| WORK ITEM |
Write the data out again so that it matches word for word.

[Data entries]
[Start of section]
PR #8850, opened 2023-10-17
feat(i18n): fallback system in SSR

ematipico:
## Changes

This PR wires the i18n middleware in the SSR system.

To achieve that, I had to update the `SSRManifest` with the information needed to handle the fallback. Considering the fact that `SSRManifest` is used in all three pipelines (DEV, SSG and SSR), the function `createI18nMiddleware` now accepts a `SSRManifest['i18n']` type.

Ultimately, I didn't use any Vite plugin; it wasn't needed.

## Testing

I added new tests. I removed those test cases that use `getStaticPaths`, because they doesn't work in SSR.

## Docs

N/A for now

### DIFF
--- a/packages/astro/src/core/app/index.ts
+++ b/packages/astro/src/core/app/index.ts
@@ -26,6 +26,8 @@ import {
 import { matchRoute } from '../routing/match.js';
 import { EndpointNotFoundError, SSRRoutePipeline } from './ssrPipeline.js';
 import type { RouteInfo } from './types.js';
+import { createI18nMiddleware } from '../../i18n/middleware.js';
+import { sequence } from '../middleware/index.js';
 export { deserializeManifest } from './common.js';
 
 const clientLocalsSymbol = Symbol.for('astro.locals');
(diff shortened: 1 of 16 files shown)


packages/astro/src/core/app/index.ts
```diff
@@ -160,8 +162,19 @@ export class App {
...
+					this.#pipeline.setMiddlewareFunction(
+						sequence(i18nMiddleware, mod.onRequest as MiddlewareEndpointHandler)
+					);
+				} else {
+					this.#pipeline.setMiddlewareFunction(i18nMiddleware);
+				}
+			} else {
+				if (mod.onRequest) {
+					this.#pipeline.setMiddlewareFunction(mod.onRequest as MiddlewareEndpointHandler);
+				}
```
matthewp, line 177: Shouldn't there be very similar code in ssg generate and dev? Is the middleware added differently there?

ematipico: Oh, I see what you mean! The only issue I see is that the manifest isn't inside the `Pipeline`, which means that we can't move the `if/else`  blocks to check `manifest.i18n` inside a single place

matthewp: So how *is* the middleware added in those places currently?

matthewp: I think it's ok for now. When we (or I) do the middleware integrations proposal we can revisit.

matthewp (approved):

Issue #8702, opened 2023-09-29
vite.config.js gets used by astro... intentional?


AimForNaN:
### Astro Info

```block
Astro                    v3.1.4
Node                     v20.7.0
System                   Linux (x64)
Package Manager          npm
Output                   static
Adapter                  none
Integrations             none
```

### Describe the Bug

Not sure if it is intentional, but the astro docs gives the impression that this probably shouldn't be the case. From a practical point of view, it would be nice if these two things were kept separate anyway. `vite.config.js` can store conflicting configuration that could cause astro to fail to start a dev server and even fail to generate static content.

### What's the expected result?

Having two separate vite configurations (e.g. `astro.config.mjs` and `vite.config.js`) that aren't aware of each other's existence.

### Link to Minimal Reproducible Example

https://github.com/AimForNaN/astro-test

### Participation

- [ ] I am willing to submit a pull request for this issue.

bluwy:
Yeah I think it's unintentional. We should add a `configFile: false` inline Vite config to prevent this. I hope this isn't relied upon by others to be a breaking change though, especially that we already have the `vite` config option.

PR #8852, opened 2023-10-17
fix(astro): build config from astro conflict with vite.config.js

rayriffy:
## Changes

- `configFile: false` added to specifically tell Vite not to automatically find, read, and merge config from `vite.config.js`. which could conflict with Astro's vite config ([docs](https://vitejs.dev/guide/api-javascript.html#inlineconfig))

fixes https://github.com/withastro/astro/issues/8702

## Testing

N/A

## Docs

N/A. Docs already said in the way to modify Vite behavior via `astro.config.mjs`

### DIFF
--- a/.changeset/fresh-lizards-whisper.md
+++ b/.changeset/fresh-lizards-whisper.md
@@ -1,0 +1,5 @@
+---
+'astro': patch
+---
+
+Only use Vite config from astro.config.mjs as source of truth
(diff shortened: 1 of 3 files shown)


ematipico:
@rayriffy I think you want to have the configuration [here](https://github.com/withastro/astro/blob/fc838c5564cf84c1340d3568373ad24b8193b7e8/packages/astro/src/core/create-vite.ts#L102).

So it has effects on the dev server too.

rayriffy:
I agree, I forgot to trace back to see where the origin of common config itself is. Change has been revised.

Princesseuh (approved):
[End of section]
| ANSWER TO THE EXERCISE |
PR #8850, opened 2023-10-17
feat(i18n): fallback system in SSR

ematipico:
## Changes

This PR wires the i18n middleware in the SSR system.

To achieve that, I had to update the `SSRManifest` with the information needed to handle the fallback. Considering the fact that `SSRManifest` is used in all three pipelines (DEV, SSG and SSR), the function `createI18nMiddleware` now accepts a `SSRManifest['i18n']` type.

Ultimately, I didn't use any Vite plugin; it wasn't needed.

## Testing

I added new tests. I removed those test cases that use `getStaticPaths`, because they doesn't work in SSR.

## Docs

N/A for now

### DIFF
--- a/packages/astro/src/core/app/index.ts
+++ b/packages/astro/src/core/app/index.ts
@@ -26,6 +26,8 @@ import {
 import { matchRoute } from '../routing/match.js';
 import { EndpointNotFoundError, SSRRoutePipeline } from './ssrPipeline.js';
 import type { RouteInfo } from './types.js';
+import { createI18nMiddleware } from '../../i18n/middleware.js';
+import { sequence } from '../middleware/index.js';
 export { deserializeManifest } from './common.js';
 
 const clientLocalsSymbol = Symbol.for('astro.locals');
(diff shortened: 1 of 16 files shown)


packages/astro/src/core/app/index.ts
```diff
@@ -160,8 +162,19 @@ export class App {
...
+					this.#pipeline.setMiddlewareFunction(
+						sequence(i18nMiddleware, mod.onRequest as MiddlewareEndpointHandler)
+					);
+				} else {
+					this.#pipeline.setMiddlewareFunction(i18nMiddleware);
+				}
+			} else {
+				if (mod.onRequest) {
+					this.#pipeline.setMiddlewareFunction(mod.onRequest as MiddlewareEndpointHandler);
+				}
```
matthewp, line 177: Shouldn't there be very similar code in ssg generate and dev? Is the middleware added differently there?

ematipico: Oh, I see what you mean! The only issue I see is that the manifest isn't inside the `Pipeline`, which means that we can't move the `if/else`  blocks to check `manifest.i18n` inside a single place

matthewp: So how *is* the middleware added in those places currently?

matthewp: I think it's ok for now. When we (or I) do the middleware integrations proposal we can revisit.

matthewp (approved):

Issue #8702, opened 2023-09-29
vite.config.js gets used by astro... intentional?


AimForNaN:
### Astro Info

```block
Astro                    v3.1.4
Node                     v20.7.0
System                   Linux (x64)
Package Manager          npm
Output                   static
Adapter                  none
Integrations             none
```

### Describe the Bug

Not sure if it is intentional, but the astro docs gives the impression that this probably shouldn't be the case. From a practical point of view, it would be nice if these two things were kept separate anyway. `vite.config.js` can store conflicting configuration that could cause astro to fail to start a dev server and even fail to generate static content.

### What's the expected result?

Having two separate vite configurations (e.g. `astro.config.mjs` and `vite.config.js`) that aren't aware of each other's existence.

### Link to Minimal Reproducible Example

https://github.com/AimForNaN/astro-test

### Participation

- [ ] I am willing to submit a pull request for this issue.

bluwy:
Yeah I think it's unintentional. We should add a `configFile: false` inline Vite config to prevent this. I hope this isn't relied upon by others to be a breaking change though, especially that we already have the `vite` config option.

PR #8852, opened 2023-10-17
fix(astro): build config from astro conflict with vite.config.js

rayriffy:
## Changes

- `configFile: false` added to specifically tell Vite not to automatically find, read, and merge config from `vite.config.js`. which could conflict with Astro's vite config ([docs](https://vitejs.dev/guide/api-javascript.html#inlineconfig))

fixes https://github.com/withastro/astro/issues/8702

## Testing

N/A

## Docs

N/A. Docs already said in the way to modify Vite behavior via `astro.config.mjs`

### DIFF
--- a/.changeset/fresh-lizards-whisper.md
+++ b/.changeset/fresh-lizards-whisper.md
@@ -1,0 +1,5 @@
+---
+'astro': patch
+---
+
+Only use Vite config from astro.config.mjs as source of truth
(diff shortened: 1 of 3 files shown)


ematipico:
@rayriffy I think you want to have the configuration [here](https://github.com/withastro/astro/blob/fc838c5564cf84c1340d3568373ad24b8193b7e8/packages/astro/src/core/create-vite.ts#L102).

So it has effects on the dev server too.

rayriffy:
I agree, I forgot to trace back to see where the origin of common config itself is. Change has been revised.

Princesseuh (approved):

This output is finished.